Estonia’s Health Insurance Fund faces a deepening crisis as reserves run out by 2027. Outgoing chief Rain Laane warns efficiency measures can’t close deficits, urging greater state investment. A four-year plan targets stronger primary care, funding reform, and better health data use.
Estonia’s healthcare financing crisis is reaching a critical point, and outgoing Health Insurance Fund (Tervisekassa) chief Rain Laane is set to present a plan to the supervisory board to address escalating deficits. While the fund has recently been criticized for its summer retreat and new office space, the much larger issue is structural: with an aging population, longer life expectancy, higher demand for services and rising costs, the current financing system is no longer sustainable. Healthcare in Estonia is almost entirely funded through social tax revenues, but the current 13 percent from labor taxes and an additional 13 percent contribution covering non-working pensioners no longer meet the growing need. Reserve funds, which have covered shortfalls of hundreds of millions of euros annually, are expected to run out by 2027.
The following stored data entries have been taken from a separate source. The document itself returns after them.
PR #234, opened 2022-03-21
chore: prep 0.11.1 release

olevski:
Most notably adds the renku cli in the path for R based images


rokroskar (approved):
Thanks @olevski !

PR #244, opened 2022-06-14
fix: R image builds

olevski:
The reason for this is that the rocker/verse:devel image has switched to ubuntu 22.04 (jammy) but the rstudio .deb installer is only available for focal and older versions. The rstudio installation script builds the url from the ubuntu version and it just fails.

The rstudio version that is available for ubuntu 22.04 is `2022.02.3-492`. So I have switched the ci pipeline to use that for the devel image.

I will test if this work with renku.

### DIFF
--- a/.github/workflows/build_and_push_to_docker.yml
+++ b/.github/workflows/build_and_push_to_docker.yml
@@ -353,12 +353,17 @@ jobs:
     strategy:
       fail-fast: true
       matrix:
-        RVERSION:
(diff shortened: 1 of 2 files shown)


rokroskar:
I checked the devel image - it works well. Maybe we can bump the RStudio version for the other builds too in a follow-up.

rokroskar (approved):
Thanks @olevski!!!

PR #247, opened 2022-06-15
chore: add linting for Dockerfiles with hadolint

olevski:
It is a good idea to start doing this and enforcing it.


docker/vnc/Dockerfile
```diff
@@ -54,20 +53,16 @@ RUN curl -sSfL https://sourceforge.net/projects/tigervnc/files/stable/${tigervnc
...
 COPY .git_icon.png /home/jovyan/Desktop/
-RUN chmod +x /home/jovyan/Desktop/gitk.desktop
-
-#################################################################
-# Add wallpaper and force the default to point to the renku one
-
-RUN mkdir -p /usr/share/backgrounds/renku/
 COPY renku_background_dots.png /usr/share/backgrounds/renku/
-RUN ln -s -f /usr/share/backgrounds/renku/renku_background_dots.png /usr/share/backgrounds/xfce/xfce-stripes.png
+RUN chmod +x /home/jovyan/Desktop/gitk.desktop && \
```
olevski, line 62: No real changes - just reorganized commands so that we merge them into one large RUN command instead of having separate ones.

olevski:
@rokroskar the builds and linting is passing. So we can merge this. The only changes I made are to pass the linting errors.

The linting warnings I am ignoring are:
- DL3006 | Warning | Always tag the version of an image explicitly. - we actually do this but hadolint does not recognize it because we use an `ARG` and then we set that arg to a specific version at build time
- DL3008 | Warning | Pin versions in apt-get install. - I think this is nice but would potentially break builds as different base images are used, we could also make an issue to not ignore this issue and pin everything
- DL3013 | Warning | Pin versions in pip. - similar to above
- SC1091 - gets triggered on `RUN source ...` commands in the Dockerfile when hadolint cannot find the file that is sourced locally - this can definitely be ignored IMO, it does not even appear in the official list on the hadolint repo readme

rokroskar (approved):
🚀

PR #248, opened 2022-06-16
chore: add tensorflow 2.9 image

olevski:
Adds a cuda image with tensorflow 2.9.

As per a user request https://renku.discourse.group/t/tensorflow-2-9-0/642


rokroskar (approved):
Lets merge after the user confirms that it works

Issue #164, opened 2016-10-01
Field calculation


gamaanderson:
I had an idea of how to use python magic to allow calculation and display of fields in a easy and intuitive way. something like:

```
reflectivity *= 2
```

 Just wanted to register it here so I don't forget.

nguy:
Interesting idea!

gamaanderson:
I have it here [https://github.com/gamaanderson/artview/tree/radar_terminal]

I made a small (sound less video) to show the idea
https://www.youtube.com/watch?v=jXVg3g8cnck

nguy:
That is pretty neat and seems like it could be relatively easy to implement?

gamaanderson:
it use pretty depp [python magic](https://docs.python.org/2/reference/datamodel.html#special-method-names), but it is easy. The only thing I don't like is that we still depend on the system terminal, emulating one is more complicated.

nguy:
I agree it's not perfect, but better than nothing for the time being. I guess the argument could be made either way: If the tools are in place, porting may be simpler OR if we get too many tools in place, then porting is going to be a pain. Hmmm.

gamaanderson:
this was closed by PR #175

PR #175, opened 2017-01-17
Radar terminal

gamaanderson:
PR #164 

give a look how this works, just as the video in the discussion. As before I still rely into the system terminal.


nguy:
I like the idea and I view this as an ongoing development topic. This PR should provide a template to begin. That said, I still find it a bit hard to use, probably because I haven't used it extensively. I would still like to see an easy GUI interface attached for simpler operations such as multiply or add a factor to a field.

nguy:
I'm happy merging this in as-is, it seems stable and extensible. And then we can continue to bulk this out as we go ahead. 

One thing that could be useful is brief example in the Help text mocking a terminal operation.

gamaanderson:
adding a constant (e.g. 10) is as easy as:

    reflectivity += 10

or

    new_reflectivity = reflectivity + 10
    add_field("new_reflectivity")

nguy:
Yes, I was able to easily do this following your tutorial. I was just saying that maybe we could add exactly what you posted into the Help as a brief and pertinent example.

gamaanderson:
just updated the help

nguy:
Alright, let's merge this to continue momentum.

PR #176, opened 2017-01-17
add correlation

gamaanderson:
show simple correlation graphic. It could use some expansion, including a recession line.

### DIFF
--- a/artview/components/correlation.py
+++ b/artview/components/correlation.py
@@ -1,0 +1,603 @@
+"""
+plot_radar.py
+
+Class instance used to make Display.
+"""
+# Load the needed packages
+import numpy as np
+import os
+import pyart
+
+from matplotlib.backends import pylab_setup
+backend = pylab_setup()[0]
+FigureCanvasQTAgg = backend.FigureCanvasQTAgg
+NavigationToolbar = backend.NavigationToolbar2QT
+#from matplotlib.backends.backend_qt4agg import FigureCanvasQTAgg
+#from matplotlib.backends.backend_qt4agg import NavigationToolbar2QT as \
+#    NavigationToolbar
+from matplotlib.figure import Figure
+from matplotlib.colors import Normalize as mlabNormalize
+from matplotlib.colorbar import ColorbarBase as mlabColorbarBase
+from matplotlib.pyplot import cm
+
+from ..core import (Variable, Component, common, VariableChoose, QtCore,
+                    QtGui, QtWidgets)
+from ..core.points import Points
+
+# Save image file type and DPI (resolution)
+IMAGE_EXT = 'png'
+DPI = 200
+# ========================================================================
+
+
+class Correlation(Component):
+    '''
+    Class to create a correlation plot, using a returned Radar structure
+    from the PyArt pyart.graph package.
+    '''
+
+    Vradar = None  #: see :ref:`shared_variable`
+    VfieldVertical = None  #: see :ref:`shared_variable`
+    VfieldHorizontal = None  #: see :ref:`shared_variable`
+    Vtilt = None  #: see :ref:`shared_variable`
+    Vgatefilter = None  #: see :ref:`shared_variable`
+    VplotAxes = None  #: see :ref:`shared_variable` (no internal use)
+
+    @classmethod
+    def guiStart(self, parent=None):
+        '''Graphical interface for starting this class'''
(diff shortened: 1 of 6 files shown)


gamaanderson:
I think I have forgot to add a mode for it, you may need to do the linking your self.

nguy:
With the merging of the radar terminal, there are now conflicts, can your rebase and push an update?

gamaanderson:
done

artview/components/plot_radar.py
```diff
@@ -44,6 +44,7 @@ class RadarDisplay(Component):
     Vgatefilter = None  #: see :ref:`shared_variable`
     VplotAxes = None  #: see :ref:`shared_variable` (no internal use)
     VpathInteriorFunc = None  #: see :ref:`shared_variable` (no internal use)
+    VpyartDisplay = None  #: see :ref:`shared_variable`
```
nguy: I was under the impression that you were trying to avoid creating a display as a shared variable?

gamaanderson: We first of all, it is already there, I have done this some time ago for the background, this line is only so that it appears in the docs (by the way it is been some time I have updates the docs)

second, this is not our display, but the pyart display class. I have never a problem with it, it was just redundant. Now it is needed because the display is what control the image coordinates. It also add the possibility on some future optimization where the radar values get changed but not the geometry.

gamaanderson: I continue to be agains classes accessing each other and I do like how the concept of shared variables forces the class to organize it self. I don't think this is something I will be changing in the future. That being said, I do see some space for increase interaction and coordination between the components. Modes are good, but they are still not perfect and have some performance issues.

artview/components/correlation.py
```diff
@@ -0,0 +1,630 @@
...
+        '''Create the Display Options Button menu.'''
+        parentdir = os.path.abspath(os.path.join(os.path.dirname(__file__),
+                                                 os.pardir))
+        config_icon = QtGui.QIcon(os.sep.join(
+            [parentdir, 'icons', "categories-applications-system-icon.png"]))
+        self.dispButton = QtWidgets.QPushButton(config_icon, "", self)
+        self.dispButton.setToolTip("Adjust display properties")
+        self.dispButton.setFocusPolicy(QtCore.Qt.NoFocus)
+        dispmenu = QtWidgets.QMenu(self)
+
```
nguy: It would be really useful to have controls on the data plot. Including scatter marker type, color, size, and maybe by default remove the edgecolor.

Also, making sure the the regression line bounds to the current axes limits so that the plot resize doesn't shrink the data of interest.

nguy:
I wonder if this feature would be better served as a data analysis general method where the user could choose a correlation or a historgram with stats printed out?

nguy:
Maybe combining with the select region and borrowing/sharing tools?

artview/components/correlation.py
gamaanderson: thank you for the sugestion, this should be not too dificult to implement. Could but be part of a second PR.

gamaanderson:
Yes, we could expand it to a data analysis, including use a `Points` container from the select region. However I would make so that it does not depend on a select region. That may need some switching, but all thinks we have done before.

gamaanderson:
Pyart is kind of poor in data analisis so we could gather those in a small module/file. That would include the 3 methods: `plot_correlation`, `plot_regression` and `_get_xy_values` (renamed). If you have any other plot function that can easily be put in this form we could also add.

artview/components/plot_radar.py
nguy: I wholeheartedly agree with everything you said. Let's keep an eye out for better ways in the future with working functionality now. Some performance I think we'll have to live with as a function of reasonably large data files (i.e. number of points).

nguy:
That was my thought about the `Points` container. The select region was just an example and I definitely don't want dependence there.

nguy:
I really like that idea of a small module or file. As with the other  PR, let's get this merged for the infrastructure beginning and go forward with further development. Could you start an Issue so we have a reminder for this?

gamaanderson:
the next issue to address is the layout. there is probably now I big conflict in the **modes.py** file that will need manual work. I will open an PR when I have it ready. Would you like a video showing it on my machine?

nguy:
That would be great!

PR #177, opened 2017-01-25
Layout

gamaanderson:
see video:
https://www.youtube.com/watch?v=BBeiI-6a5SI&feature=youtu.be


nguy:
Some general comments after playing with this PR a bit. It's a stream of things I want to get down and you can decide whether to address the issues or not. This is a big step toward Solo-like feel for many of us that are used that environment.

- [ ] Provide a list of possible layout options at the command line.
- [ ] Rename layout to panes or whatever when deploying. I think layout will be too general.
- [ ] I can't seem to control which view gets split when choosing a vertical or horizontal split. Or at least the highlighted pane is not always obvious.
- [ ] Better drag and drop? I don't think there is anything we can do here, but are limited by Qt.
- [ ] matplotlib figure does not scale nicely at times. Can we control this better? I'm not sure. The colorbar can be an issues especially when dealing with RHI plots. This could be a change that needs to happen in Py-ART.
- [ ] Just a thought. Make colorbar optional on the figure or show up in a separate pane?
- [ ] Bring back the right clicking performance that was there previously? This might help to add functionality and better user experience.
- [ ] Make an optional number of views, for example Solo had a drop down menu where you could choose 1x1, 2x2, 4x1 - maybe more, but I think this is enough.

nguy:
How is "close inactive views" determined? It would be nice to close any empty views. When I used this all of my windows went away except for the empty window.

gamaanderson:
Thank you for the feedback. I will address issue by issue.

1. The layout is built in run time, that is from outside of the classes. This mean we can use the current script section to offer different layouts 
2.  Do you mean renaming "views" to "panels". I like that.
3.  I'm aware of that, but I have not found a better solution. I could mark some panels as un-splittable and the actions in the layout menu get inactive then. 
4.  Yes, we are limited by Qt. But how would you like it improved?
5.  This is a separated issue and yes it is complicated to work with matplotlib rescaling, but we could/should try to improve that.
6.  That could be done, but is also separated issue.
7.  The problem with right click is that is complicated to know which widget will be receiving the signal. In such a dynamic environment I don't think we should trust this kind of user interation. But you could change my mind on this if you present a good concept for handling this.
8.  Good Idea, I would like to implement that, but there is a problem: consider that the user do a lot of slits and/or close panels and then he clicks 4x4. What happens then? Other question, should we set the top and left panels as permanent (not closeable)?
9.  "Close inactive views" means close all views that are not the current one. May be this is too drastic and we should change to "close empty views"

what do you think of moving the menu to the right, to avoid confusion with the file button under it?

artview/components/navigator.py
```diff
@@ -47,7 +465,7 @@ def __init__(self, Vradar=None, Vgrid=None, Vfilelist=None,
             Parent instance to associate to this class.
             If None, then Qt owns, otherwise associated w/ parent PyQt instance
         '''
-        super(FileNavigator, self).__init__(name=name, parent=parent)
+        super(FileNavigator_old, self).__init__(name=name, parent=parent)
         self.central_widget = QtWidgets.QWidget()
```
nguy: Just trying to get a hold here, what is the difference between the `FileNavigator` and `FileNavigator_old`

gamaanderson: just a copy I made before start changing everything. This and other things should be removed before merge

nguy:
I'll answer inline above to try to keep any confusion down.

nguy:
This is really an impressive amount of work you've put in @gamaanderson . Some really nice ideas in here.

gamaanderson:
I have not received any comments. If you made in form of revision, you have to submit the revision.

nguy:
I just added the comments to your previous post  above with and NG preceding my text.

gamaanderson:
ohn, i did not know you could do that! I will work on some of the suggestions and come back you.

gamaanderson:
Just pushed a new version, take a look. There is still a lot a debug features that I will remove before merge, ignore those for now.
Also added new comment to the post above.
What do you think, what must be done before merge? what can we address later?

gamaanderson:
one more comment: the window class is really complicated and scripts most work with it correctly. It is not foolproof at all. This really does not please me, but I decided to ignore this feeling in order to improve the GUI design. I'm also sorry it has almost zero documentation, but I would need some pages to really explain how the splitting tree works.

nguy:
A couple of initial comments:

1. For the command line parser, I think we could add more information. I could do this in a later PR if you want. Basically, I want to especially list the script options for startup. Looking at this, I think I see why the file open doesn't work well on a Windows machine!
2. When choosing 2x2 Display, the entire window is unable to be resized horizontally. This may have to do with our default sizing?
3. When choosing a mode and you have popped out the original window, it will appear there. Is this okay? Could be hard to locate.
4. I like the ARTview, Layout, Modes menu on the left. I think we are trained to look there first in software.
5. I really like how the Close button on the windows popped out closes just that window!

I may have more, let me keep testing.

gamaanderson:
Ok, Thank you. I will however only be able to adress that in the next week. I'm sure you know that, but just as a remark if you want to make code changes before merging, you can branch my branch to your account and add there commits. Then we make a reverse pull request.

gamaanderson:
1. ok, you can do it.
2. I image you mean re-size down. I try to set all kind of flag to allow re-size bellow minimum, but it didn't work. The only way to improve that is reduce the space each component is using.
3. Good catch. I solved it with some small ifs. But this indicates that the window and the modes are not working together. A solution would pull the window.py out of the /components, but I must think about it, I'm inclined to let it there for now.
4. ok. I putted a open and save text in the button, we have enough space in that line
5. that was not a conscious decision, but nice.

gamaanderson:
just pushed a new commit reverting the standard to classic (use now `-s layout` for the new), and did the clean up (as well as a proto logging).

If i didnt forget anything, what is possible I have, this should be able to merger.

nguy:
It looks good enough to merge for me. We can continue to work on it as we go.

Laane has stressed that although efficiency gains can help — such as cutting duplicate tests, reforming family doctor financing, and reorganizing how health data is used — these alone will not balance the budget. Instead, political decisions will be required to determine whether healthcare should receive more state investment, as has already happened with defense, education, and internal security. The supervisory board can issue guidance, but it will be the government, through the Minister of Social Affairs, that must decide how to proceed.
The four-year development plan presented by Tervisekassa focuses on three key priorities. The first is strengthening primary care, especially addressing the shortage of family doctors, through both technological innovation and improved organization. The second priority is reforming the funding model; currently, 95 percent of healthcare financing is fee-for-service, an approach Laane argues is not sustainable and does not deliver the best outcomes. Outcome-based models, common in much of Europe, would improve results but require a political decision and a shift in system design. The third priority is reorganizing health data use. Current databases do not work seamlessly, partly due to legal restrictions. Better integration, combined with AI-driven forecasting, could ensure more forward-thinking decision-making.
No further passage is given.